G-IDS: Generative Adversarial Networks Assisted Intrusion Detection System
This addresses data quality issues in intrusion detection for emerging cyber-physical systems, but it is incremental as it applies an existing GAN method to a specific domain problem.
The paper tackles the problem of imbalanced and missing data in intrusion detection systems for cyber-physical systems by proposing G-IDS, a generative adversarial network-based approach that generates synthetic samples to improve training, resulting in better attack detection and model stabilization compared to a standalone IDS.

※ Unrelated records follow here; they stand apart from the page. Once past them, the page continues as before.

PR #28, opened 2026-07-31
OSAC-3481: Add CI dummy-values file for fulfillment-service chart

eliorerz:
## Summary

`fulfillment-service`'s Helm chart (`charts/service`) guards most values with `required "..." .Values.X` (`auth.controllerCredentials`, `auth.issuerUrl`, `certs.caBundle.configMap`, `idp.url`, `idp.credentials`, etc.), so `helm lint`/`helm template` fail immediately against its bare `values.yaml`. That's why `helm-lint.yaml`'s matrix currently only covers `osac-operator`'s charts, which have no such guards.

- Added `fulfillment-service/charts/service/ci-values.yaml`: CI-only placeholder values satisfying every `required` guard in the chart's templates. Not used for real deploys -- `values.yaml` remains the source of documented defaults/overrides.
- Also set a non-empty `database.connection` in that file: leaving it at its default empty list hits a separate, pre-existing bug in `grpc-server/deployment.yaml`'s `{{ else }} [] {{ end }}` branch (bad indentation under a block-sequence context breaks YAML parsing) -- unrelated to the `required`-value guards, but it blocks `helm template` all the same. Left the template itself untouched since fixing that bug is out of scope for this ticket; the dummy value routes around it.
- Extended `helm-lint.yaml`'s matrix from a flat `chart: [...]` list to a `component`+`chart` `include` list, and added `fulfillment-service`/`service` with `values-file: ci-values.yaml` passed via `-f` (only for that entry). Also added `fulfillment-service/charts/**` to the workflow's path trigger.

Part of OSAC-1732 (mono-repo consolidation) / OSAC-1733.

## Test plan
- [x] `helm lint charts/service/ -f charts/service/ci-values.yaml` passes (both default `variant: kind` and `--set variant=openshift`)
- [x] `helm template test charts/service/ -f charts/service/ci-values.yaml` renders successfully for both variants
- [x] Re-ran the two existing `osac-operator` matrix entries (`operator-crds`, `operator`) locally with the updated workflow's exact commands -- still pass unchanged
- [x] `python3 -c "import yaml; yaml.safe_load(...)"` on both touched files
- [x] `pre-commit run --files fulfillment-service/charts/service/ci-values.yaml .github/workflows/helm-lint.yaml` passes

### DIFF
--- a/.github/workflows/helm-lint.yaml
+++ b/.github/workflows/helm-lint.yaml
@@ -8,6 +8,7 @@ on:
       - 'osac-operator/config/crd/bases/**'
       - 'osac-operator/hack/sync-helm-crds.py'
       - 'osac-operator/Makefile'
+      - 'fulfillment-service/charts/**'
       - '.github/workflows/helm-lint.yaml'
 
 permissions:
@@ -35,17 +36,24 @@ jobs:
       working-directory: osac-operator
       run: make check-helm-crds
 
-  # fulfillment-service's chart isn't included here: it guards most values
-  # with `required "..." .Values.X` (auth/certs/idp config), so it can't be
-  # helm-lint'd with bare values.yaml the way osac-operator's charts can.
-  # Needs a CI-only dummy-values file before it can join this matrix.
+  # fulfillment-service's chart guards most values with `required "..." .Values.X`
+  # (auth/certs/idp config), so it needs its CI-only charts/service/ci-values.yaml
+  # passed via -f to lint/template cleanly -- osac-operator's charts have no such
+  # guards and lint fine bare.
   helm-lint:
-    name: Lint Helm chart (osac-operator/${{ matrix.chart }})
+    name: Lint Helm chart (${{ matrix.component }}/${{ matrix.chart }})
     runs-on: ubuntu-latest
     strategy:
       fail-fast: false
       matrix:
-        chart: [operator-crds, operator]
+        include:
+          - component: osac-operator
+            chart: operator-crds
+          - component: osac-operator
+            chart: operator
+          - component: fulfillment-service
+            chart: service
+            values-file: ci-values.yaml
     steps:
     - name: Checkout repository
       uses: actions/checkout@v7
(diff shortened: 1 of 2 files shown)


eliorerz:
Verified every claim in this PR against the actual diff, chart templates, and osac-installer's real usage — not just trusting the description or the green CI. Everything checks out, and I filed a follow-up ticket for the one thing that's genuinely out of this PR's scope but worth tracking.

**The claimed template bug is real — reproduced it directly.**

`grpc-server/deployment.yaml`'s database-connection volume source has its `{{ if }}/{{ range }}/{{ else }}[]{{ end }}` block indented at the *same* level as `sources:` rather than one level deeper. I confirmed this renders invalid YAML when `database.connection` is empty (the chart's own documented default):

The boundaries of cyber-physical systems (CPS) and the Internet of Things (IoT) are converging together day by day to introduce a common platform on hybrid systems. Moreover, the combination of artificial intelligence (AI) with CPS creates a new dimension of technological advancement. All these connectivity and dependability are creating massive space for the attackers to launch cyber attacks. To defend against these attacks, intrusion detection system (IDS) has been widely used. However, emerging CPS technologies suffer from imbalanced and missing sample data, which makes the training of IDS difficult. In this paper, we propose a generative adversarial network (GAN) based intrusion detection system (G-IDS), where GAN generates synthetic samples, and IDS gets trained on them along with the original ones. G-IDS also fixes the difficulties of imbalanced or missing data problems. We model a network security dataset for an emerging CPS using NSL KDD-99 dataset and evaluate our proposed model's performance using different metrics. We find that our proposed G-IDS model performs much better in attack detection and model stabilization during the training process than a standalone IDS.